研修ができない理由としては、「講師がいない」等の人材不足や「時間がない」「マンパワー
不足」「モチベーションが低い」など仕事に追われ、院内で研修の時間が持てない状況が推
察できる。
院外研修には 90%以上の施設で参加していた。院外研修に参加できない理由として一番
多かったのは「会場が遠い」であった。次いで「マンパワー不足」「時間がない」「モチベー
ションが低い」であった。
受講しやすい会場として「東信・南信・中信・北信の各地区」の希望が多かった。長野県
は東西南北に広く、隣の地区に行くにも峠を越えたりトンネルを抜けたり時間がかかる。

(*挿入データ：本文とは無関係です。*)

Issue #677, opened 2022-07-22
Tracing framework


ianbotsf:
### Community Note

* Please vote on this issue by adding a 👍 [reaction](https://blog.github.com/2016-03-10-add-reactions-to-pull-requests-issues-and-comments/) to the original issue to help the community and maintainers prioritize this request
* Please do not leave "+1" or "me too" comments, they generate extra noise for issue followers and do not help prioritize the request
* If you are interested in working on this issue, please leave a comment

## Describe the Feature

Replace the existing logging functionality with a full-featured tracing mechanism, which should allow for hierarchical trace spans, swappable probe (or sink) implementations, and provide for metrics in addition to logging.

PR #688, opened 2022-08-16
Initial tracing framework

ianbotsf:
## Issue \#

Initial part of #677 

## Description of changes

This change adds support for a tracing framework including:
* Adding the **runtime/tracing/*** projects classes (🌟 start reviewing here)
* Enabling context receivers in our build configurations
* Adding new client config for trace probe and client name (I expect 👈 to be controversial)
* Adding a required `TraceSpan` context to `SdkHttpOperation.roundTrip`. There are still _a lot_ more places to thread context through.
  * This requires updates to a lot of tests. I wanted to create a new `runTestWithTraceSpan` test method (basically `runTest` with an automatic no-op trace span) but [KT-53551](https://youtrack.jetbrains.com/issue/KT-53551) stymied me on that front. For now, every test has been modified to explicit set a no-op trace span.
* Codegenning the creation of a root trace span and request-based child span creation

Companion PR: [aws-sdk-kotlin#680](https://github.com/awslabs/aws-sdk-kotlin/pull/680)


lucix-aws (approved):

runtime/protocol/http/common/src/aws/smithy/kotlin/runtime/http/Url.kt
```diff
@@ -12,7 +12,7 @@ import aws.smithy.kotlin.runtime.util.text.encodeUrlPath
  * Represents an immutable URL of the form: `[scheme:][//[userinfo@]host][/]path[?query][#fragment]`
  *
  * @property scheme The wire protocol (e.g. http, https, ws, wss, etc)
- * @property host hostname
+ * @property host hostnameAwsProtocolModelDeclaration
```
aajtodd, line 15: ?

runtime/protocol/http/common/src/aws/smithy/kotlin/runtime/http/operation/SdkHttpOperation.kt
```diff
@@ -26,9 +27,12 @@ public class SdkHttpOperation<I, O>(
     internal val serializer: HttpSerialize<I>,
     internal val deserializer: HttpDeserialize<O>,
 ) {
+    /**
+     * The SDK-side request ID for this operation.
+     */
+    public val sdkRequestId: String = Uuid.random().toString()
```
aajtodd, line 33: I think you can get this off the context already or define an extension to pull it out of the context without needing to also make it a property

runtime/tracing/tracing-core/common/src/aws/smithy/kotlin/runtime/tracing/DefaultTracer.kt
```diff
@@ -0,0 +1,27 @@
+/*
+ * Copyright Amazon.com, Inc. or its affiliates. All Rights Reserved.
+ * SPDX-License-Identifier: Apache-2.0
+ */
+package aws.smithy.kotlin.runtime.tracing
+
+import aws.smithy.kotlin.runtime.util.InternalApi
+
+@InternalApi
+public class DefaultTraceSpan(
```
aajtodd, line 10: Does this need to be `public` or is it just an internal detail of `DefaultTracer`?

runtime/tracing/tracing-core/common/src/aws/smithy/kotlin/runtime/tracing/TraceSpan.kt
```diff
@@ -0,0 +1,129 @@
...
+     * @param events The events to record.
+     */
+    public fun postEvents(events: Iterable<TraceEvent>)
+}
+
+/**
+ * Records a single new event that has occurred within the logical context of this span.
+ * @param event The event to record.
+ */
+public fun TraceSpan.postEvent(event: TraceEvent): Unit = postEvents(listOf(event))
```
aajtodd, line 45: I'm guessing this is going to be our primary use case (single event). Is there any concern/thought given to the overhead of list allocation on every event?

smithy-kotlin-codegen/src/main/kotlin/software/amazon/smithy/kotlin/codegen/rendering/GradleGenerator.kt
```diff
@@ -184,15 +186,24 @@ fun renderJvmGradleBuild(
...
         annotationRenderer,
         { w: GradleWriter -> if (isRootModule) w.write("explicitApi()") },
+        { w: GradleWriter -> if (isRootModule) renderCompilerFlags(w) },
     )
 }
 
+private fun renderCompilerFlags(writer: GradleWriter) = with(writer) {
+    write("")
+    withBlock("tasks.withType<org.jetbrains.kotlin.gradle.tasks.KotlinCompile>{", "}") {
+        write("""kotlinOptions.freeCompilerArgs += "-Xcontext-receivers"""")
```
aajtodd, line 203: how confident are we in context receivers stabilizing?

smithy-kotlin-codegen/src/test/kotlin/software/amazon/smithy/kotlin/codegen/rendering/ClientConfigGeneratorTest.kt
```diff
@@ -77,6 +88,11 @@ public class Config private constructor(builder: Builder): HttpClientConfig, Ide
          * debug purposes.
          */
         public var sdkLogMode: SdkLogMode = SdkLogMode.Default
+        /**
+         * The probe that receives tracing events such as logging messages and metrics. This probe can be used
+         * to send tracing events to other frameworks outside the SDK. By default, a no-op probe is selected.
+         */
+        public var traceProbe: TraceProbe? = null
```
aajtodd, line 95: should we be taking a probe here or should we be taking a `TraceSpan` and defaulting it to a `DefaultTracer` with `NoOpTraceProbe`? 

If we leave it as is (which I think is a reasonable path) it means we are always the root span which means the SDK clients can belong to some other parent span. This is probably ok since we don't really expect customers to instrument their code with our tracing abstractions but worth some thought.

docs/design/tracing.md
```diff
@@ -0,0 +1,150 @@
...
+Trace events can be one of three types:
+* `Message`: Typically, a free-form text message used for logging
+* `Count`: The numerical measurement of some value (e.g., results returned, bytes written, etc.)
+* `Timespan`: The temporal measurement of some occurrence (e.g., time elapsed, latency, etc.)
+
+Probes are free to handle these different types of events however they see fit (e.g., they may log some messages,
+aggregate some metrics, ignore some events, etc.).
+
+Event data values (i.e., message text, count values, and timespan durations) are provided as lambdas rather than with
+direct values. This allows probe implementations to skip calculating them in the even they would otherwise be discarded
```
aajtodd, line 108: "in the **event**"

smithy-kotlin-codegen/src/main/kotlin/software/amazon/smithy/kotlin/codegen/rendering/protocol/HttpProtocolClientGenerator.kt
```diff
@@ -208,16 +212,17 @@ abstract class HttpProtocolClientGenerator(
...
-            writer
-                .addImport(RuntimeTypes.Http.Operation.execute)
-                .write("return op.#T(client, #L, block)", RuntimeTypes.Http.Operation.execute, inputVariableName)
-        } else {
-            writer.addImport(RuntimeTypes.Http.Operation.roundTrip)
-            if (outputShape.isPresent) {
-                writer.write("return op.#T(client, #L)", RuntimeTypes.Http.Operation.roundTrip, inputVariableName)
-            } else {
-                writer.write("op.#T(client, #L)", RuntimeTypes.Http.Operation.roundTrip, inputVariableName)
+        writer.withBlock("return rootTraceSpan.child(op.sdkRequestId).#T { traceSpan ->", "}", RuntimeTypes.IO.use) {
```
aajtodd, line 215: I wonder if the child span should include the operation name and the request id (e.g. such that the resulting log is like `DynamoDb/PutItem/<request-id>` 🤔

runtime/protocol/http/common/src/aws/smithy/kotlin/runtime/http/operation/SdkHttpOperation.kt
```diff
@@ -59,6 +63,7 @@ public class SdkHttpOperation<I, O>(
 /**
  * Round trip an operation using the given [HttpHandler]
  */
+context(TraceSpan)
```
aajtodd, line 66: I'm guessing this is the most contentious decision. What I'm wondering is how this actually plays out. It seems it will propagate `context(TraceSpan)` all over the place. Of course passing it down explicitly is roughly the same result. 

The alternative (which I'm not saying is better just thinking out loud) is to thread it into `ExecutionContext` which is already [a placeholder for per operation metadata](https://github.com/awslabs/smithy-kotlin/blob/cfa0fd3a30b4c50b75485786f043d4e2ad803f55/runtime/runtime-core/common/src/aws/smithy/kotlin/runtime/client/ExecutionContext.kt#L9-L12). 

I think the way to think about which route may be better is to answer the question "how deep are nested child spans going to be"? If *most* child spans are created off of the operation specific span then `ExecutionContext` becomes more attractive since we already thread it through so many places (e.g. every middleware, http engine, etc). If we have mostly deeply nested trace spans then creating child spans off the operation span doesn't help and putting into execution context makes less sense.

I'd like to explore further why we think context receivers is the right choice and what the difference between approaches looks like (which is sort of hard to do in this PR since we create no child spans and can't see any output yet)

aajtodd (commented):
Overall this looks really good, nice work!

runtime/tracing/tracing-core/common/src/aws/smithy/kotlin/runtime/tracing/TraceSpan.kt
ianbotsf: Giving some thought to this, yes there would be some additional overhead of list allocation. I believe that's justified by two factors:

* The receiving side of this (`TraceProbe`) also specifies a list-typed consuming method: `fun postEvents(span: TraceSpan, events: Iterable<TraceEvent>)`. If we offered a single-item `TraceSpan.postEvent` method, we'd need to support a similar single-event `TraceProbe.postEvent` method in the consumer. This would force implementors to write two methods for handling events, which seems like poor interface design. It's important to be able to support the batch case so that implementors can take advantage of scaling efficiencies in their downstream systems/logic so it also seems wrong to eliminate the list-typed overload.
* The [implementation of `listOf(element: T)`](https://github.com/JetBrains/kotlin/blob/ea836fd46a1fef07d77c96f9d7e8d7807f793453/libraries/stdlib/jvm/src/kotlin/collections/CollectionsJVM.kt#L20) on JVM delegates down to [`Collections.singletonList`](https://github.com/openjdk/jdk/blob/jdk8-b120/jdk/src/share/classes/java/util/Collections.java#L4847-L4898), which utilizes an optimized list class with very little overhead (compared to mutable list implementations). I believe the cost here is low.

smithy-kotlin-codegen/src/main/kotlin/software/amazon/smithy/kotlin/codegen/rendering/protocol/HttpProtocolClientGenerator.kt
ianbotsf: Spans are context boundaries which have a meaningful beginning and end. For the entire client, the beginning and end are clear: the lifetime of the client itself, which begins at instantiation and ends when `close` is called. For requests, the beginning and end align with the lifetime of the request and its various middleware. These boundaries are important (especially the end) because probe implementations may collect events _until_ the end of a span before calculating any additional metadata or emitting them downstream.

For a child span that's defined by operation name, what are the beginning and end conditions? It seems like they could only be coterminous with an individual request or (more likely) the client itself. Neither case seems to add incremental benefit for event batching.

aajtodd: Yes I suppose `sdkRequestId` and `OperationName` have the same lifetime. I was thinking of this mostly through a debugging lens. Being able to only emit events for a specific operation would be easier with the operation name whereas request ID is dynamic per invocation obviously. It would be harder to filter spans of interest (you either get all of a specific client or all of a specific request ID, nothing in-between).

ianbotsf: I suppose it's possible the span IDs for requests could combine the operation name and a unique request ID:

Example spans:
* `s3`
  * `listObjects:89e1cbef-00f5-4005-9863-9d18aff6ac52`
    * `attempt 0`
      * ...

That said, I worry we're conflating the logical scope/lifestime of spans with additional information that may be useful for debugging, binning, or filtering. I wonder if we're missing a design concept of additional metadata (or what [CloudWatch calls "dimensions"](https://docs.aws.amazon.com/AmazonCloudWatch/latest/monitoring/cloudwatch_concepts.html#Dimension)) which could be better suited to, for example, probes filtering events to specific operation names.

ianbotsf:
Closing in favor of #707.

時
間がかからない近隣での研修を希望している事がわかった。
受講しやすい日程としては「平日(勤務時間内・終了後)」65.4%、「土日(2 時間程度・
半日程度・5 時間程度)」30.2%、「その他」4.4%であった。
看護管理者は、管理者経験としては 1~3 年の群が一番多く、様々な不安や課題を抱えて
いることが推測される。
管理者の職務について
管理者も直接利用者に関わる業務や夜勤に携わっている人もいることが明らかになった。
多職種が連携して生活支援を中心に行っている場であることから、管理者が管理業務に専
念できない状況であり、夜勤業務にも携わっている状況から人材不足の深刻さがうかがえ
る。
医師が常駐していない現場では看護職員に知識や経験が求められているが、現状として
は教育背景や知識・経験が異なり、看護レベルの個人差が大きい。看護管理者は看護の質向
上の必要性を感じながらも、厳しい現状に悩んでいることが明らかになった。
今回のアンケート調査で明らかになった課題達成に向け、看護師職能委員会Ⅱができる
ことを今後検討していきたい。
平成 30 年度の研修は、地域開催で 2 講座、4 回開催を予定している。
施設で働く看護職員ができるだけ大勢参加できる研修を計画していきたい。
看護管理者向けの研修や情報交換の場も必要であると考える。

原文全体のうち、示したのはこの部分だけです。